··· RECORDS FOR THIS TASK
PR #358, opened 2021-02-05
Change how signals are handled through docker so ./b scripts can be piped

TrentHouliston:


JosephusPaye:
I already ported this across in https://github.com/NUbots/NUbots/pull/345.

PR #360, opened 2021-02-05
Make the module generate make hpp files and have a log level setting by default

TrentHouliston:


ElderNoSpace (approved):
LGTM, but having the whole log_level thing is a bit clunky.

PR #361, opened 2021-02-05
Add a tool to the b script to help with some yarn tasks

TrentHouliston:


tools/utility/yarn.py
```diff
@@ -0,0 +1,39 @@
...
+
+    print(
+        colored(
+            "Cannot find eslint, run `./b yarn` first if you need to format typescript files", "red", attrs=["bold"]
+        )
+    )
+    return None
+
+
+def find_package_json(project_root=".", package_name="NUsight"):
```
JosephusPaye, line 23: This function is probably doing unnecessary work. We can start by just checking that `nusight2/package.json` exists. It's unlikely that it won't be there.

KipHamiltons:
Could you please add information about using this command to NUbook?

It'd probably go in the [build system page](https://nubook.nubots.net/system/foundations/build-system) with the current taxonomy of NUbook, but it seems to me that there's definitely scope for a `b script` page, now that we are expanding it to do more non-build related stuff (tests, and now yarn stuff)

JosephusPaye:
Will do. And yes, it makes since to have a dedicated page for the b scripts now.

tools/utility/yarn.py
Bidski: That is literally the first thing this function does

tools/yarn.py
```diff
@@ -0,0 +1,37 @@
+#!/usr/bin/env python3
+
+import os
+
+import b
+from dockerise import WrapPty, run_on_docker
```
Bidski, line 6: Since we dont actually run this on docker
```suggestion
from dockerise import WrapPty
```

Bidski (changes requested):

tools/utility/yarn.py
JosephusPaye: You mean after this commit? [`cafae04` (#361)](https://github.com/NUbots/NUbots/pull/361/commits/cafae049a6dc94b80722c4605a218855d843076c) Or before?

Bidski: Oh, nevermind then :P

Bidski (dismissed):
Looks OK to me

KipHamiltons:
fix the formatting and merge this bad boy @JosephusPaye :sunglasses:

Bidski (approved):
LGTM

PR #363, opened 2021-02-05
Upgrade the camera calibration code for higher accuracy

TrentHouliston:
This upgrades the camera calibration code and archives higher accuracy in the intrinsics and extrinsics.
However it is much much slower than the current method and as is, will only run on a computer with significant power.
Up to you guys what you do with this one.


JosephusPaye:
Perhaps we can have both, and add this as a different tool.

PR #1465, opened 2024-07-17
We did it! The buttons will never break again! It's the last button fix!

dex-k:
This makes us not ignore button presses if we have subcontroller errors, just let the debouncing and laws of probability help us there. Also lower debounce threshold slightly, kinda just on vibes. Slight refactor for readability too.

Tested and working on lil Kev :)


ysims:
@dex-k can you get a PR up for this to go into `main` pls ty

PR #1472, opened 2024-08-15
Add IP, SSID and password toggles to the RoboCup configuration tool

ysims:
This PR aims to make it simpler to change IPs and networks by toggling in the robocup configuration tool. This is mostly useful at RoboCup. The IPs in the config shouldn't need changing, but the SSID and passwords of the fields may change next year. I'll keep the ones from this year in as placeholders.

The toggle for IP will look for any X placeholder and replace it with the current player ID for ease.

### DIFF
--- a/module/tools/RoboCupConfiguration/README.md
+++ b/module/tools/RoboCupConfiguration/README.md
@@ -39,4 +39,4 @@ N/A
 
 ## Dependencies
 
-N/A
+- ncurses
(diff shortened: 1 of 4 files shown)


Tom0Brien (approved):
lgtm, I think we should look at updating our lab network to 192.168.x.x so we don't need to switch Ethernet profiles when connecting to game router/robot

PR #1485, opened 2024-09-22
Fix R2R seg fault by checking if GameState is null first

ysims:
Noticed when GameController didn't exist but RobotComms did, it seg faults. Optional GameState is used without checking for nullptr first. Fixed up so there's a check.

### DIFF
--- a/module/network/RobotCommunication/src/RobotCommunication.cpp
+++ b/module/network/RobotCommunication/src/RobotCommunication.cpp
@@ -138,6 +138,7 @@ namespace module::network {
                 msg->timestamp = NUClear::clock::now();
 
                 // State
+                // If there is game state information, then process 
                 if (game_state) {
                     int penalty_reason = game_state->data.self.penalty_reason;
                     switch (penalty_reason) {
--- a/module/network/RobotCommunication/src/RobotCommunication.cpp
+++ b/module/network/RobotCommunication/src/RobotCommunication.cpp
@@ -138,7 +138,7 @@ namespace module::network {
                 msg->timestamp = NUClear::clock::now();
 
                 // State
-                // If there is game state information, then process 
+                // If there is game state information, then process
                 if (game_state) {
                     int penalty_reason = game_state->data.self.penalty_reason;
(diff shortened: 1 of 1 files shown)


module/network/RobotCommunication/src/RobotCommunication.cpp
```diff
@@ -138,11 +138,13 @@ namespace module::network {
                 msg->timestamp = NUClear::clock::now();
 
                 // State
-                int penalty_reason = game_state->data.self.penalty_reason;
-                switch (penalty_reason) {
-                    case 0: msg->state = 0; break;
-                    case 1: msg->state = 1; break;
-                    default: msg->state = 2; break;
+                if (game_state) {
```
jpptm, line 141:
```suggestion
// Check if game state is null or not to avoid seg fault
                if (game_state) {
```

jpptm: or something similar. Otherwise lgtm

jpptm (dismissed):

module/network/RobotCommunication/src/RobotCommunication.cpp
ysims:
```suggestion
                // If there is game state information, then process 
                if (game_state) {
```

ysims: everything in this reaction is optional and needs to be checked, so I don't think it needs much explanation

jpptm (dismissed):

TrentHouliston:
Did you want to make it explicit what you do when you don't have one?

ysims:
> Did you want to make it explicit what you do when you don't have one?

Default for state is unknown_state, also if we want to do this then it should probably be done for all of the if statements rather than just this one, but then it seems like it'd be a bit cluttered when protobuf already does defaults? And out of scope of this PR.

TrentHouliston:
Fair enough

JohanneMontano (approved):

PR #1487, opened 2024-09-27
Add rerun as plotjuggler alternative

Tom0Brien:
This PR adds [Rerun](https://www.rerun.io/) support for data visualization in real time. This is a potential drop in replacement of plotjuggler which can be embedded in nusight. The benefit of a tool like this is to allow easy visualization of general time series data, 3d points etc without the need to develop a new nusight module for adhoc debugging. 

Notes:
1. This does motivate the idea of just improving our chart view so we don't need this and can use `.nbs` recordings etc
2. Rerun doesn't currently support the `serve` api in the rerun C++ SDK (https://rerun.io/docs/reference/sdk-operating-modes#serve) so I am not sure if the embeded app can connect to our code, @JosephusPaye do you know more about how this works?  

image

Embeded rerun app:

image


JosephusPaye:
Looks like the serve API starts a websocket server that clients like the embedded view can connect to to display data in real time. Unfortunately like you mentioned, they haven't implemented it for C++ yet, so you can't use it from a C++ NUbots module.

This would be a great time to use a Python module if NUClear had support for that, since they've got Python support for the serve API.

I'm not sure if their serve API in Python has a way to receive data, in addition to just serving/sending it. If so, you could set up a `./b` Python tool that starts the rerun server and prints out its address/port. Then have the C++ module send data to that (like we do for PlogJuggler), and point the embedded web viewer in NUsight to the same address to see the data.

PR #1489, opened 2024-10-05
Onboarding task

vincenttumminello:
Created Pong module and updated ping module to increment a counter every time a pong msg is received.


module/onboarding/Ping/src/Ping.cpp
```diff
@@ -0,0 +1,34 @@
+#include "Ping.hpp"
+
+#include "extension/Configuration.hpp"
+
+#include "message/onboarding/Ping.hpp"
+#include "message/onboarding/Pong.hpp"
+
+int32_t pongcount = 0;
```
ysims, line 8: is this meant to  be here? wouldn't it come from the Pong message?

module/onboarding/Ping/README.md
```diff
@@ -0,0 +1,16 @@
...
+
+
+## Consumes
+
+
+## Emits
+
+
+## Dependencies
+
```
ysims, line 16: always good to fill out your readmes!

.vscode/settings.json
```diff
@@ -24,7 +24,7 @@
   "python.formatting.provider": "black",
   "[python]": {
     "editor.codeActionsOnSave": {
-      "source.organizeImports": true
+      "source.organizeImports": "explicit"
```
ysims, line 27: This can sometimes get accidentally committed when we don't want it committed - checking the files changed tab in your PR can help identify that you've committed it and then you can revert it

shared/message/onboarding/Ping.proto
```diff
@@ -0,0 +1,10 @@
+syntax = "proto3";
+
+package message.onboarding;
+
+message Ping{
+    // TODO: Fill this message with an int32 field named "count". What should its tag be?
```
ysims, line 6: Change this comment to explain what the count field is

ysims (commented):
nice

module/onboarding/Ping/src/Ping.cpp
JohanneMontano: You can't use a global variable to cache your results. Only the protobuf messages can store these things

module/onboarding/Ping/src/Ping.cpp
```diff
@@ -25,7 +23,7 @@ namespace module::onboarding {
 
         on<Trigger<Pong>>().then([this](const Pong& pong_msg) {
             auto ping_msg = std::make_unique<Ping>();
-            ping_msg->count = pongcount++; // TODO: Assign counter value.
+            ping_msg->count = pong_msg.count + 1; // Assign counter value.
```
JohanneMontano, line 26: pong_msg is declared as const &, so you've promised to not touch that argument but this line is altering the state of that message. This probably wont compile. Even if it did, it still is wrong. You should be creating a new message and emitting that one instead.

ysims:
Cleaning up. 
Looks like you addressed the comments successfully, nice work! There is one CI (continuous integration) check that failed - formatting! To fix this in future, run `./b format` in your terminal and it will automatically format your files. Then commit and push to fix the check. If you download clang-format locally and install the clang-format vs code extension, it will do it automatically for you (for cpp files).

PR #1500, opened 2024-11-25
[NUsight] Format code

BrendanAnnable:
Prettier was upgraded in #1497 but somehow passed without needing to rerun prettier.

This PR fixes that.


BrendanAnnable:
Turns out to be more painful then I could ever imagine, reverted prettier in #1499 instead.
······
*WORK TO BE COMPLETED*.
The answer is to be one number: the count of lines in the entries containing the string "case".

*RESPONSE BOX*.
2